Zing Forum

Reading

From Physics to Data Science: A Cross-Disciplinary Developer's Machine Learning Practical Portfolio

Machine learning project collection by Mexican physicist Luis Gerardo Ramírez Archundia, covering practical cases such as SQL data analysis, time series prediction, coffee shop sales analysis, and economic indicator clustering, demonstrating how to combine physics thinking with data science methods.

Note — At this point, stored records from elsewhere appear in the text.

PR #942, opened 2022-10-27
test(utils): Browser tests

teogeb:
## Summary

Run all tests in `utils` package also in a browser environment.

## Related changes

- Fixed import of wait in `Metric.test.ts` (it imported it from the `@streamr/utils` package)
- Changed test names to be strings instead of class references. When class references were used, the test name was not shown in karma output (it printed the test name as `null`)

## Browser test warnings

There are this kind of warning messages in karma output log:
```
WARNING in ../../node_modules/jest-util/build/requireOrImportModule.js 53:27-44
Critical dependency: the request of a dependency is an expression
 @ ../../node_modules/jest-util/build/index.js 162:2-36
 @ ../../node_modules/expect/build/asymmetricMatchers.js 27:16-36
 @ ../../node_modules/expect/build/index.js 18:26-57
 @ ./karma-setup.js 9:15-41
```

It is not clear what is the root cause of those warnings. All tests seem to run ok anyway. Similar warnings are also shown when browser tests are run for the  `network` package.

## Future improvements

- One of the test cases in `Logger.test.ts` is disabled when it is run in browser environment. If possible, we should enable that test case? 
  - The test case has a comment which tells why it has been disabled. 
  - It was most likely disabled already when `Logger` class was in the network package. 
- NET-920: The `waitForCondition` test utility method is temporarily inlined. If we import it from `streamr-test-utils` there seem to be some dependency error related to the fact that `streamr-test-utils` depends on this utils package. The error message is: `"Can't resolve '@streamr/utils' in '/Users/teogeb/workspace/streamr/network-monorepo/packages/test-utils/dist/src'"`
- Maybe part of NET-921: If we don't need to use features from Node environment, we could maybe use headless Chrome browser instead of Electron.

### DIFF
--- a/packages/utils/test/Metric.test.ts
+++ b/packages/utils/test/Metric.test.ts
@@ -1,6 +1,49 @@
-import { waitForCondition } from 'streamr-test-utils'
 import { wait } from '../src/wait'
 import { AverageMetric, CountMetric, LevelMetric, MetricsContext, MetricsReport, RateMetric } from '../src/Metric'
+
+// TODO import this from streamr-test-utils if possible
+// in browser tests we get error: "Can't resolve '@streamr/utils' in '/Users/teogeb/workspace/streamr/network-monorepo/packages/test-utils/dist/src'"
+const waitForCondition = async (
+    conditionFn: () => (boolean | Promise<boolean>),
+    timeout = 5000,
+    retryInterval = 100,
+    onTimeoutContext?: () => string
+): Promise<void> => {
+    // create error beforehand to capture more usable stack
+    const err = new Error(`waitForCondition: timed out before "${conditionFn.toString()}" became true`)
+    return new Promise((resolve, reject) => {
+        let poller: NodeJS.Timeout | undefined = undefined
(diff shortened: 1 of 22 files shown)


packages/utils/test/Metric.test.ts
```diff
@@ -1,7 +1,50 @@
-import { waitForCondition } from 'streamr-test-utils'
-import { wait } from '@streamr/utils'
+import { wait } from '../src/wait'
 import { AverageMetric, CountMetric, LevelMetric, MetricsContext, MetricsReport, RateMetric } from '../src/Metric'
 
+// TODO import this from streamr-test-utils if possible
+// in browser tests we get error: "Can't resolve '@streamr/utils' in '/Users/teogeb/workspace/streamr/network-monorepo/packages/test-utils/dist/src'"
```
harbu: Make reference to NET-920.

harbu (commented):
Figure out if `karma-jest` can be removed?

harbu (approved):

machine learningdata scienceportfoliophysicstime seriesclusteringSQLPython数据分析机器学习
Published 2026-06-08 12:10Recent activity 2026-06-08 12:18Estimated read 6 min
From Physics to Data Science: A Cross-Disciplinary Developer's Machine Learning Practical Portfolio
1

Section 01

[Introduction] Machine Learning Practical Portfolio of a Cross-Disciplinary Developer from Physics

Machine learning project collection by Mexican physicist Luis Gerardo Ramírez Archundia, covering practical cases such as SQL data analysis, time series prediction, coffee shop sales analysis, and economic indicator clustering, demonstrating the combination of physics thinking and data science methods. The project is open-sourced on GitHub and continuously maintained, providing practical references for learners.

2

Section 02

Project Background and Author Introduction

Author Luis is a Mexican physics graduate with research experience in quantum chromodynamics and deep expertise in machine learning. His interdisciplinary background brings a unique perspective. His project collection covers a complete tech stack from exploratory analysis to deep learning, with each project including detailed documentation (problem definition, methodology, result analysis).

3

Section 03

Methodology of Core Projects

  1. SQL Supermarket Analysis: Multi-table join queries, GROUP BY/subqueries/window functions, data aggregation and query optimization;
  2. Coffee Sales Time Series Prediction: Data preprocessing (missing value handling, date conversion), feature engineering (time feature extraction, one-hot encoding), linear regression model (80-20 time series split;
  3. Coffee Shop Sales Analysis: Analysis of revenue structure and time patterns based on over 149k transaction data;
  4. Economic Indicator Clustering: Analysis of 11 indicators from 96 countries using multiple algorithms such as K-Means, hierarchical clustering, and DBSCAN.
4

Section 04

Key Evidence and Results of the Projects

  1. SQL Supermarket Analysis: Reveals regional sales distribution, profit margin changes, customer purchase patterns, etc.;
  2. Coffee Time Series Prediction: MAE is only $0.48, with high accuracy, applicable for inventory planning;
  3. Coffee Shop Analysis: Coffee category accounts for 38.6% of revenue (led by Barista Espresso), tea category 28.1%; Hell's Kitchen high-end products perform best; morning peak is from 7 to 10 AM, and peak season is May-June;
  4. Economic Indicator Clustering: Countries are grouped by development level; economic indicators and environmental indicators effectively distinguish different country types.
5

Section 05

Tech Stack and Toolchain

Programming Languages: Python 3.10+, SQL; Data Processing: Pandas, NumPy; Visualization: Matplotlib, Seaborn, Plotly; Machine Learning: Scikit-learn, TensorFlow, PyTorch; Databases: MySQL, PostgreSQL; Development Environment: Jupyter Notebooks, Git & GitHub.

6

Section 06

Learning Value and Insights

The project collection demonstrates the end-to-end ML project lifecycle: data preprocessing/feature engineering, statistical analysis/hypothesis testing, model selection and tuning, time series analysis, unsupervised learning, SQL query optimization, and visualization storytelling. It provides an excellent reference template for learners transitioning from theory to practice, emphasizing systematic thinking and problem-solving abilities.

7

Section 07

Conclusion and Recommendations

Interdisciplinary backgrounds (like physics) have significant value in the data science field; systematic thinking, mathematical modeling, and a rigorous analytical attitude align with ML requirements. The project is continuously maintained, with plans to add new projects. It is recommended that machine learning learners follow this open-source resource to gain practical experience.